◆ ASSIGNMENT
Please read the records below and return each line holding the string "templates".

◆ EXERCISE DATA
PR #1320, opened 2026-07-31
Use io.ReaderFrom

### LINKED ISSUE #1318: Use io.ReaderFrom in object write paths
Update to SDK RC21, use `ReadFrom()` in all object-related paths (maybe except when we have a complete payload in buffer already and `Write()` is not much different then).

smallhive:
Closes #1318.


CHANGELOG.md
```diff
@@ -7,6 +7,7 @@ This document outlines major changes between releases.
 ### Added
 
 ### Changed
+- Use io.ReaderFrom in object write paths (#1318)
```
roman-khimov: No one can understand it.

internal/neofs/neofs.go
```diff
@@ -458,27 +458,16 @@ func (x *NeoFS) putReadyObject(ctx context.Context, signer user.Signer, sessionv
...
-	var (
-		chunk        *[]byte
-		returnToPool bool
-	)
-
-	if pldSize > 0 && pldSize < uint64(x.MaxObjectSize()/2) {
-		c := make([]byte, pldSize)
-		chunk = &c
+	// Payloads that are already fully buffered (like bytes.Reader) are sent as is.
+	if wt, ok := pldRdr.(io.WriterTo); ok {
```
roman-khimov: Not worth an additional check. I thought we have some internal things like `write_into_object([]byte)` where a simple `Write()` would suffice (instead of creating `bytes.Reader`), but if that's not the case and we always have a reader from upper layers then `ReadFrom()` does the job as well.

CHANGELOG.md
roman-khimov: Something like "optimized object write buffering" is more appropriate for general audience.

internal/neofs/neofs.go

CHANGELOG.md
smallhive: Updated

roman-khimov (approved):

PR #1321, opened 2026-07-31
Hide NeoFS system attributes from GetObject.Metadata

smallhive:


api/handler/get.go
```diff
@@ -106,7 +106,7 @@ func writeHeaders(h http.Header, requestHeader http.Header, info *data.ObjectInf
 	}
 
 	for key, val := range info.Headers {
-		if layer.IsSystemHeader(key) {
+		if layer.IsSystemHeader(key) || layer.IsNeoFSSystemAttribute(key) {
```
roman-khimov: I thought `IsSystemHeader()` is supposed to do that already, why a separate function?

smallhive: I had the same opinion, but it seems _System_ in this context is the S3 gate (it filters our gate's internal things), not NeoFS. Removed function, moved check into

roman-khimov (approved):

PR #521, opened 2018-10-05
Refs #25123 - add missing os metadata to provisioning templates

tstrachota:
Adds metadata about associated OSs that used to be hardcoded in the seed script.

https://github.com/theforeman/foreman/pull/6104 changes the seed script to use template imports and after it's merged we'll rely only on metadata.


ares:
Thanks @tstrachota, merging!

PR #522, opened 2018-10-05
Add missing OSes to ptables

ares:


ares:
the same as in #521 but for partition tables, @tstrachota mind to take a look?

tstrachota:
Thanks @ares !

PR #523, opened 2018-10-05
Add report templates

ares:
the sync script in core already works with this structure


ares:
note that kind should only be required for provisioning templates

tstrachota:
:+1: works fine, thanks @ares !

◆ RESPONSE
Refs #25123 - add missing os metadata to provisioning templates
Add report templates
note that kind should only be required for provisioning templates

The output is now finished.